EXTRACTED INFORMATION ::
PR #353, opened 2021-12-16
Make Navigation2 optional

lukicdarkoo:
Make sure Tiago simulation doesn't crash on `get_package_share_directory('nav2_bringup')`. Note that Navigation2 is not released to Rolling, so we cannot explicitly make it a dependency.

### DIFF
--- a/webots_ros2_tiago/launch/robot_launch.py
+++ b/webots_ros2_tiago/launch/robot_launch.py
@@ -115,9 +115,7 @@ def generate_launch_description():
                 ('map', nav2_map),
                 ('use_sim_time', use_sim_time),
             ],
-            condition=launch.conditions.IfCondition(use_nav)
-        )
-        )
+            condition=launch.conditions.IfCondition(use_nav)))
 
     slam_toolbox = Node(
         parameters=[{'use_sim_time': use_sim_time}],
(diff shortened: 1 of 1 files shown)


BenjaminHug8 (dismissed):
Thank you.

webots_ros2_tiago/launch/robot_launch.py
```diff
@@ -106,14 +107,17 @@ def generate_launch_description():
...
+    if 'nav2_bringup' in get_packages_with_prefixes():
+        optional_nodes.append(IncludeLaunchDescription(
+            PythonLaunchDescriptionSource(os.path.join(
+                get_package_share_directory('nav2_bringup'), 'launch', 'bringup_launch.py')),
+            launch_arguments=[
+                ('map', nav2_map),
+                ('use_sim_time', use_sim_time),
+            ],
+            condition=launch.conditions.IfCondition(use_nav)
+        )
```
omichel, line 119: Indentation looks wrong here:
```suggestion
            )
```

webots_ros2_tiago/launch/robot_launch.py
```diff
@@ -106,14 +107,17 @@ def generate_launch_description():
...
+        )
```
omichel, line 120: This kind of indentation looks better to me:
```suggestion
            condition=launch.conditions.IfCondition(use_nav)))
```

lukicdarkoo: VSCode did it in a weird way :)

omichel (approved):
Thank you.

TO DO :: Write the data out again, verbatim.

EXPECTED ANSWER ::
PR #353, opened 2021-12-16
Make Navigation2 optional

lukicdarkoo:
Make sure Tiago simulation doesn't crash on `get_package_share_directory('nav2_bringup')`. Note that Navigation2 is not released to Rolling, so we cannot explicitly make it a dependency.

### DIFF
--- a/webots_ros2_tiago/launch/robot_launch.py
+++ b/webots_ros2_tiago/launch/robot_launch.py
@@ -115,9 +115,7 @@ def generate_launch_description():
                 ('map', nav2_map),
                 ('use_sim_time', use_sim_time),
             ],
-            condition=launch.conditions.IfCondition(use_nav)
-        )
-        )
+            condition=launch.conditions.IfCondition(use_nav)))
 
     slam_toolbox = Node(
         parameters=[{'use_sim_time': use_sim_time}],
(diff shortened: 1 of 1 files shown)


BenjaminHug8 (dismissed):
Thank you.

webots_ros2_tiago/launch/robot_launch.py
```diff
@@ -106,14 +107,17 @@ def generate_launch_description():
...
+    if 'nav2_bringup' in get_packages_with_prefixes():
+        optional_nodes.append(IncludeLaunchDescription(
+            PythonLaunchDescriptionSource(os.path.join(
+                get_package_share_directory('nav2_bringup'), 'launch', 'bringup_launch.py')),
+            launch_arguments=[
+                ('map', nav2_map),
+                ('use_sim_time', use_sim_time),
+            ],
+            condition=launch.conditions.IfCondition(use_nav)
+        )
```
omichel, line 119: Indentation looks wrong here:
```suggestion
            )
```

webots_ros2_tiago/launch/robot_launch.py
```diff
@@ -106,14 +107,17 @@ def generate_launch_description():
...
+        )
```
omichel, line 120: This kind of indentation looks better to me:
```suggestion
            condition=launch.conditions.IfCondition(use_nav)))
```

lukicdarkoo: VSCode did it in a weird way :)

omichel (approved):
Thank you.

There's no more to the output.